三十路の家出

乾縫

第1話 三十路男、本をゴミに出す。

 秘密で急ぎの引っ越し準備を進めていると、やっぱり最後には、大量の本が残った。

 どんな履歴書にも趣味は読書と書く私の持っている本の総数は中々で、ちまちま古本として売りに出して数を減らしてはいたのだけれど。

 やっぱり、最後には一山ほど本が残った。

 新しい住処に持っていくことはできない。売るにももう、時間が足りない。

 だから、捨てることにした。

 十字に縛って、ゴミ捨て場に出せば、無料で資源ゴミとして回収して貰える。

 再生紙に生まれ変わってくれでもしたら、いくらか救われる気がした。

 だから、絶対に崩れないようサイズを揃えて、まだ余裕のある高さに本を積んで、買ってきた安いナイロンの紐で、十字に縛る。

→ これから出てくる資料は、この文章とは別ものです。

PR #1126, opened 2020-05-23
Clean up some react warnings and errors

cailyncodes:
Addresses some easy wins for clean up.

Most of the warnings in the enrollment sections are left so as to not conflict with the refactor.

Some other warnings are left because they may require larger overhead to fix, namely most of the remaining useEffects dependencies issues.


src/Hedwig/ClientApp/src/components/ChoiceList/ChoiceList.tsx
```diff
@@ -242,11 +242,11 @@ export const ChoiceList: React.FC<ChoiceListProps> = ({
 				{options.map(option => {
 					const expansion = option.expansion;
 					return (
-						<>
+						<React.Fragment key={`${option.value}-expansion`}>
```
jlhogan, line 245: :raised_hands:

PR #536, opened 2020-06-11
On exposure detection error, clear package store

SebastianWild:
## Description

It could be that an error occurs during the exposure detection process (ex. internal signature validation fails). We should handle these errors when they are reported by the system and clear the `DownloadedPackagesStore`


ChristianKienle:
no longer needed. cc @mlenkeit <3

PR #538, opened 2020-06-11
[Bug] Remove invalid separator line in risk detail screen

eisvogel:
This PR removes a redundant line is the risk detail screen.

Take not on the first line before "Letzte Risiko-Ermittlung". This change applies to both disabled and outdated state.

|Before|After|
|:--|:--|
|image|image|


i336616 (approved):
👍

haosap (approved):

ChristianKienle (approved):

PR #544, opened 2020-06-11
[Feature] Add support for reduced transparency accessibility setting

eisvogel:
This PR adds support for the reduced transparency accessibility setting for footer views with buttons (used during onboarding, in the risk detail screen and the submission flow).

Basically the translucency of the footer view is replaced by the defined ENA background color.

|Normal Appearance|Reduced Transparency|
|:--|:--|
|image|image|


johannesrohwer (commented):
works as expected!

thomasaugsten (approved):

johannesrohwer (approved):

PR #552, opened 2020-06-12
Show Alert on exposure detection error

SebastianWild:
## Description

For debugging & troubleshooting purposes it might be useful to receive an alert with a message & trace when exposure detection fails.

Not sure if this PR will be used yet, this is to be discussed.


thomasaugsten:
I think it is a good idea

ChristianKienle (approved):

PR #586, opened 2020-06-12
removed unused code, added tests, slight api improvements

ChristianKienle:


ChristianKienle:
removed on hold because the target branch is **next**.

inf2381 (approved):

Levino:
How can you be sure that these changes to not break something? What is the test coverage on the files touched in this PR? Also I kind of think the changes solve multiple different issues but might even change behaviour and are not only refactoring. The PR title is as telling as "Doing some work". Has the reviewer really checked out the code run and tested the app thoroughly?

src/xcode/ENA/ENA/Source/Models/Home/HomeRiskCellConfigurator/HomeRiskCellConfigurators/HomeLowRiskCellConfigurator.swift
```diff
@@ -41,7 +41,7 @@ final class HomeLowRiskCellConfigurator: HomeRiskLevelCellConfigurator {
 		self.detectionInterval = detectionInterval
 		super.init(
 			isLoading: false,
-			isButtonEnabled: detectionMode == .manual && manualExposureDetectionState == .possible,
+			isButtonEnabled: manualExposureDetectionState == .possible,
```
Levino, line 44: For example this button. So it used to be enabled when `detectionMode` was the same as the value of `.manual` (which probably is a constant), so meaning "detection mode is manual" (instead of "automatic"). Where does the requirement come from that now this button should be disabled when "detection mode is manual or automatic"?

src/xcode/ENA/ENA/Source/Services/Risk/Provider/__tests__/RiskProviderTests.swift
```diff
@@ -133,39 +99,42 @@ final class RiskProviderTests: XCTestCase {
 
 		let exposureSummaryProvider = ExposureSummaryProviderMock()
 
-		let expectThatNoSummaryIsRequested = expectation(description: "expectThatNoSummaryIsRequested")
-		expectThatNoSummaryIsRequested.isInverted = true
+		let detectionRequested = expectation(description: "expectThatNoSummaryIsRequested")
```
Levino, line 102: Please explain this. Why do you change the variable name but not the string value for the description? Is this the same? Why add this mental mapping?

src/xcode/ENA/ENA/Source/Models/Home/HomeRiskCellConfigurator/HomeRiskCellConfigurators/HomeLowRiskCellConfigurator.swift
ChristianKienle: @levino Thank you very much for this question. I think the change above has no effect on the actual UI. `manualExposureDetectionState` now returns `nil` in case `detectionMode` is `.automatic`. Thus `detectionMode == .manual` can be removed as a condition. This PR also comes with tests.

SebastianWild (approved):

PR #594, opened 2020-06-13
fix: fix tan validation on cancelled swipe-back (closes #591)

### LINKED ISSUE #591: [UI] TAN Entry view breaks when gestures are cancelled
## Describe the bug
Just a quick reminder that in the latest development build, the TAN entry view submit button still breaks when doing the back swipe gesture and cancelling it half way. The button then gets enabled and clickable by the user even without a valid TAN entered. Another bug regarding the TAN entering view is when you swipe down to close the pop up view and cancel it half way, the button snaps to the bottom and gets invisible because of the keyboard laying above it.

FCDC9162-CC99-416F-BE1A-3F1A6B6C4B01
DF24DB59-8BF9-4B13-BD11-E5E8E23B9A0B

hansemannn:
## Description

This change fixes an issue that occurs when the user attempts to close the TAN view by using the "swipe-left" gesture . The fix is to use the current TAN validation state instead of a hardcoded `true` boolean value.

Closes #591.


thomasaugsten:
This maybe also disable the button on the intro screen when you swipe back twice

tens0rfl0w:
Does this also fix the disappearing button when the swipe-down gesture is cancelled? If not, please don't close the mentioned issue after merging this PR. 

Thanks!

hansemannn:
@thomasaugsten This fix is only for the TAN view, but I can look into the intro bug as well. Can you reference the issue link? It should be handled in an own pull request though :)

@tens0rfl0w: Yep, I just added one more commit that fixes the disappearing as well. It was caused by a lifecycle-delegate not being update correctly. Works fine noow!

thomasaugsten:
Looks very good thanks a lot for your help here. But we will need time to test this intensively.

hansemannn:
Thanks for the update - happy to help!

thomasaugsten:
The only issue I found when swiping back you have still the animation of the activated button

hansemannn:
@thomasaugsten I tried to keep the fix as isolated as possible to not mix up bug fixes in a single branch. Should I add that fix here as well or via an own PR?

thomasaugsten:
please add it here. Because of circleCI we have to make a own PR with your changes for this issue.

tens0rfl0w:
There are still two bugs open:

- First, the text a the top says 'Selection' instead of 'TAN Entry' after cancelling the back swipe gesture.


- And if you go to the TAN entry view from the 'Request TAN' view and cancel the back swipe there, the button text says 'Call' instead of 'Next'. (Selection view->Hotline view->TAN entry view)

hansemannn:
@tens0rfl0w Thanks! I will add those as well (apprx. early tomorrow)

hansemannn:
@tens0rfl0w The "Call" button state in the TAN input is fixed. For the navigation-item title, it seems like the TAN input view controller (`ExposureSubmissionTanInputViewController`) is not pushed intro the view controller child hierarchy correctly (notable if you compare the view controller transitions from the "Select" VC -> "Call" VC and the "Select" VC -> "TAN" VC.

 Once that's fixed, we can likely remove some other hacks that are currently in the code base as well.

tens0rfl0w:
@hansemannn Great! Thanks for your work on this!🚀

EisvogelSAP:
Hey @tens0rfl0w, @hansemannn, thanks for you contribution. Unfortunately the whole navigation in the submission flow is a little flawed. Please have a look at this PR #568. Further fixes should be applied to the new code base, please.

hansemannn:
@EisvogelSAP Once that PR is merged, I can rebase here and we should be good to go.

tens0rfl0w:
@hansemannn Sadly I would say no after checking out the new PR.😐
Seems like it fixed all glitches mentioned here. But there is still some room for improvement in the flow and smoothness of the view, so maybe there you can bring in your knowledge if you want! 😊

hansemannn:
Sounds reasonable! Closing this one.

PR #601, opened 2020-06-14
[Bug] Fix home navigation bar preferred alpha when scrolling

eisvogel:
This PR fixes the invalid alpha channel of the navigation bar on the home screen when scrolling. The nav bar should not be visible when scrolled to the top. When scrolling down it should slowly appear and each full opacity before the first element reaches the bottom edge of the navigation bar.


inf2381 (approved):

i336616 (approved):
Tested on device, the nav bar appears/disappears as described now.

PR #605, opened 2020-06-14
More HTTPClient Tests + (Small) Signature Verification Refactor

SebastianWild:
## Description

This PR adds a good amount of unit tests to `HTTPClient`, adds some convenience features to help unit test network requests, and makes a small refactoring to the way `HTTPClient` performs signature verification. Signature verification changes were necessary in order to properly unit test that `HTTPClient` actually performs the verification.

We go from 49.5% unit test coverage in `HTTPClient` to 92.5% 👌

However the PR got a lot larger than I expected. 90% changes in unit tests but still 1000+ changes...

## Notable Changes

- We now test POST body content for outgoing requests
- Since there were now so many unit tests for `HTTPClient`, I split them up into multiple `XCTestCase` subclasses.
- Signature verification of `SAPDownloadedPackage` no longer is inside an extension, but broken out into it's own type - `SAPDownloadedPackage.Verifier`. This makes it easier to inject the verification process into `HTTPClient` for use in unit testing. By default, a proper verifier is injected.
- Introduced type in test target `MockNetworkStack` to reduce code repetition and make it easier to bootstrap a `MockUrlSession` and mock `Data` response payloads, status codes, etc.
- Adjusted `MockUrlSession` so that outgoing `URLRequests` can be observed - for example to test the content of POST requests.


src/xcode/ENA/ENA/Source/Client/HTTP Client/HTTPClient.swift
```diff
@@ -23,18 +23,23 @@ final class HTTPClient: Client {
 	// MARK: Creating
 	init(
 		configuration: Configuration,
+		packageVerifier: @escaping SAPDownloadedPackage.Verification = SAPDownloadedPackage.Verifier().verify,
```
SebastianWild, line 26: This is perhaps the most impactful change. 
In order to make unit testing possible for the signature verification, or to skip verification if a unit test wants to, we need a method to extract the verification process from the `HTTPClient`.

I thought passing in a closure for the verification process is a good way of doing this. It's defaulted for the production version but can be replaced as required for a unit test.

ChristianKienle: very nice.

ChristianKienle (approved):
perfect.

src/xcode/ENA/ENA/Source/Client/HTTP Client/__tests__/HTTPClient+SubmitTests.swift
```diff
@@ -0,0 +1,212 @@
...
+	func testSubmit_Success() {
+		// Arrange
+		let mockResponse = HTTPURLResponse(url: mockUrl, statusCode: 200, httpVersion: nil, headerFields: nil)
+		let mockURLSession = MockUrlSession(
+			// cannot be nil since this is not a a completion handler can be in (response + nil body)
+			data: Data(),
+			nextResponse: mockResponse,
+			error: nil
+		)
+		let client = HTTPClient(configuration: .fake, session: mockURLSession)
```
haosap, line 50: why not use HTTPClient.makeWith?

src/xcode/ENA/ENA/Source/Client/HTTP Client/__tests__/HTTPClient+SubmitTests.swift
```diff
@@ -0,0 +1,212 @@
...
+		}
+
+		waitForExpectations(timeout: expectationsTimeout)
+	}
+
+	func testSubmit_Error() {
+		// Arrange
+		let mockURLSession = MockUrlSession(data: nil, nextResponse: nil, error: TestError.error)
+
+		let client = HTTPClient(configuration: .fake, session: mockURLSession)
```
haosap, line 66: why not use HTTPClient.makeWith?

src/xcode/ENA/ENA/Source/Client/HTTP Client/__tests__/HTTPClient+SubmitTests.swift
```diff
@@ -0,0 +1,212 @@
...
+
+		// Assert
+		XCTAssertNotNil(error)
+	}
+
+	func testSubmit_SpecificError() {
+		// Arrange
+		let mockURLSession = MockUrlSession(data: nil, nextResponse: nil, error: TestError.error)
+
+		let client = HTTPClient(configuration: .fake, session: mockURLSession)
```
haosap, line 87: same question as before.

src/xcode/ENA/ENA/Source/Client/HTTP Client/__tests__/HTTPClient+SubmitTests.swift
```diff
@@ -0,0 +1,212 @@
...
+		}
+
+		waitForExpectations(timeout: expectationsTimeout)
+	}
+
+	func testSubmit_ResponseNil() {
+		// Arrange
+		let mockURLSession = MockUrlSession(data: nil, nextResponse: nil, error: nil)
+
+		let client = HTTPClient(configuration: .fake, session: mockURLSession)
```
haosap, line 114: same question as before.

haosap (changes requested):

src/xcode/ENA/ENA/Source/Client/HTTP Client/__tests__/HTTPClient+SubmitTests.swift
SebastianWild: Yeah true, these unit tests were copy and pasted from the old unit test class and I did not modify them.

I will do that 👍

PR #607, opened 2020-06-15
[HOTFIX] Call requestRisk on sceneWillEnterForeground

i336616:
In sceneWillEnterForeground(_ scene: UIScene), call riskProvider.requestRisk(userInitiated: false)

This will ensure that every time the user goes back into the app, the app will attempt to request the latest risk.

Internally, the RiskProvider ensures that the logic behind throttling the actual API requests is applied.


ChristianKienle (approved):

haosap (approved):

ChristopherSchmitz:
tested and approved from my side

ChristopherSchmitz (approved):

PR #609, opened 2020-06-15
Fix/improve submission handling

thomasaugsten:
Reorder submission flow


src/xcode/ENA/ENA/Source/Services/ExposureSubmissionService.swift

 それを、気が進まないのを押し殺して、ありったけの丁寧さで、何度も何度も何度も、繰り返した。

 紐かけの手際ばかりが上手になるけれど、気分は一向に乗ってこない。

 埃を被っていた一切の本を十字に縛り上げるのに、午前中一杯かかった。

 無数の塊に縛り上げられた本たちは、ちょっとした山になっていた。

 本を十字にかけるなんて、なんて可哀想なことを私はしてしまったのだろう。

 果ては槍で突かれるか、火にかけられるのではないか。

 なんて、欠片も面白くない冗談を思いついて、一気に気分が沈んだ。

 大切な本を残酷に縛り上げたのは私自身であるし、これからの住処に山ほどの本を持ち込むこともできないのだから、実際他に方法が無いのは、十二分に考え尽くした事だ。

 だから、ゴミを捨てに行く。

 けれど、週に一度しか回収されない資源ゴミの回収日は、今日ではなかった。

 冬前の天気は気まぐれで、天気予報も大してあてにならない。

 十字に縛られて、何日も外に放置されて、あげくもしかしたら雨に晒されるなんて、こんなに哀れなことはない。

 だから私は、今まで一度も行ったことのない、地域のゴミ処理場に直接ゴミを持っていくことにした。

 道も知らない。だから今まで使ったことのないナビアプリをスマホにダウンロードして、車のトランクに、一つ一つ丁寧に、ゴミを積んだ。

 トランクは一杯になって。

 けれど、それきりだった。

 思っていたよりも少ない。

 もっともっとたくさんあったような気がしていたけれど、ぎちぎちに縛り上げられてしまえば、意外と小さく収まってしまうらしかった。

「写真でも撮るか」

 捨ててしまえば、もう二度と目にする事は無いから、普段は思いもしないことをやってみたかった。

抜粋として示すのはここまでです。